■ **Data records**

PR #1222, opened 2024-06-09
Cluster connection - Refactor response handling.

nihohit:
This PR is based over https://github.com/redis-rs/redis-rs/pull/1186

1. Adds a request.rs and routing.rs files to the async cluster connection, in order to move the additional logic outside of the huge mod.rs file.
2. Moves the error handling logic to a seprate function, and add tests for that function.

### DIFF
--- a/redis/src/cluster.rs
+++ b/redis/src/cluster.rs
@@ -769,6 +769,16 @@ where
                             return Err(err);
                         }
                         crate::types::RetryMethod::RetryImmediately => {}
+                        crate::types::RetryMethod::ReconnectFromInitialConnections => {
+                            // TODO - implement reconnect from initial connections
+                            if *self.auto_reconnect.borrow() {
+                                if let Ok(mut conn) = self.connect(&addr) {
+                                    if conn.check_connection() {
+                                        self.connections.borrow_mut().insert(addr, conn);
+                                    }
+                                }
+                            }
+                        }
                     }
                 }
             }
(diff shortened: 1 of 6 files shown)


jaymell:
Is the second commit intended, or was that just a missed fixup?

I'm honestly not sold on the need to restructure the files, but regardless -- can we break these changes into smaller PRs? I'm not confident I can review this as is. And I still don't like #1186 :laughing:

nihohit:
> Is the second commit intended, or was that just a missed fixup?

mistake

> I'm honestly not sold on the need to restructure the files

There's definitely no *need* - the code works as well in a single file :). But consider - cluster-async/mod.rs is currently at 1500~ LOC. If we kept all of the changes in this PR in a single file, it would get to ~1800 LOC. At some point the file just becomes very unwieldy.

> can we break these changes into smaller PRs?

Sure - https://github.com/redis-rs/redis-rs/pull/1222/commits/7db2abd4ce007c1ade932fa6ac6718f7356daa90 can easily be its own PR, either based on the current main, rebased on https://github.com/redis-rs/redis-rs/pull/1186 or on https://github.com/redis-rs/redis-rs/pull/1188. which one would you prefer?
That would definitely reduce the size of the diff.

jaymell:
> Sure - https://github.com/redis-rs/redis-rs/commit/7db2abd4ce007c1ade932fa6ac6718f7356daa90 can easily be its own PR, either based on the current main, rebased on https://github.com/redis-rs/redis-rs/pull/1186 or on https://github.com/redis-rs/redis-rs/pull/1188. which one would you prefer?

I think it would be great to move the restructuring into its own PR base on current main, so we can see the other code changes here in isolation.

nihohit:
https://github.com/redis-rs/redis-rs/pull/1226

nihohit:
rebased

jaymell (approved):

■ **What to produce**
Would you please return all of the data exactly?

■ **Result**
PR #1222, opened 2024-06-09
Cluster connection - Refactor response handling.

nihohit:
This PR is based over https://github.com/redis-rs/redis-rs/pull/1186

1. Adds a request.rs and routing.rs files to the async cluster connection, in order to move the additional logic outside of the huge mod.rs file.
2. Moves the error handling logic to a seprate function, and add tests for that function.

### DIFF
--- a/redis/src/cluster.rs
+++ b/redis/src/cluster.rs
@@ -769,6 +769,16 @@ where
                             return Err(err);
                         }
                         crate::types::RetryMethod::RetryImmediately => {}
+                        crate::types::RetryMethod::ReconnectFromInitialConnections => {
+                            // TODO - implement reconnect from initial connections
+                            if *self.auto_reconnect.borrow() {
+                                if let Ok(mut conn) = self.connect(&addr) {
+                                    if conn.check_connection() {
+                                        self.connections.borrow_mut().insert(addr, conn);
+                                    }
+                                }
+                            }
+                        }
                     }
                 }
             }
(diff shortened: 1 of 6 files shown)


jaymell:
Is the second commit intended, or was that just a missed fixup?

I'm honestly not sold on the need to restructure the files, but regardless -- can we break these changes into smaller PRs? I'm not confident I can review this as is. And I still don't like #1186 :laughing:

nihohit:
> Is the second commit intended, or was that just a missed fixup?

mistake

> I'm honestly not sold on the need to restructure the files

There's definitely no *need* - the code works as well in a single file :). But consider - cluster-async/mod.rs is currently at 1500~ LOC. If we kept all of the changes in this PR in a single file, it would get to ~1800 LOC. At some point the file just becomes very unwieldy.

> can we break these changes into smaller PRs?

Sure - https://github.com/redis-rs/redis-rs/pull/1222/commits/7db2abd4ce007c1ade932fa6ac6718f7356daa90 can easily be its own PR, either based on the current main, rebased on https://github.com/redis-rs/redis-rs/pull/1186 or on https://github.com/redis-rs/redis-rs/pull/1188. which one would you prefer?
That would definitely reduce the size of the diff.

jaymell:
> Sure - https://github.com/redis-rs/redis-rs/commit/7db2abd4ce007c1ade932fa6ac6718f7356daa90 can easily be its own PR, either based on the current main, rebased on https://github.com/redis-rs/redis-rs/pull/1186 or on https://github.com/redis-rs/redis-rs/pull/1188. which one would you prefer?

I think it would be great to move the restructuring into its own PR base on current main, so we can see the other code changes here in isolation.

nihohit:
https://github.com/redis-rs/redis-rs/pull/1226

nihohit:
rebased

jaymell (approved):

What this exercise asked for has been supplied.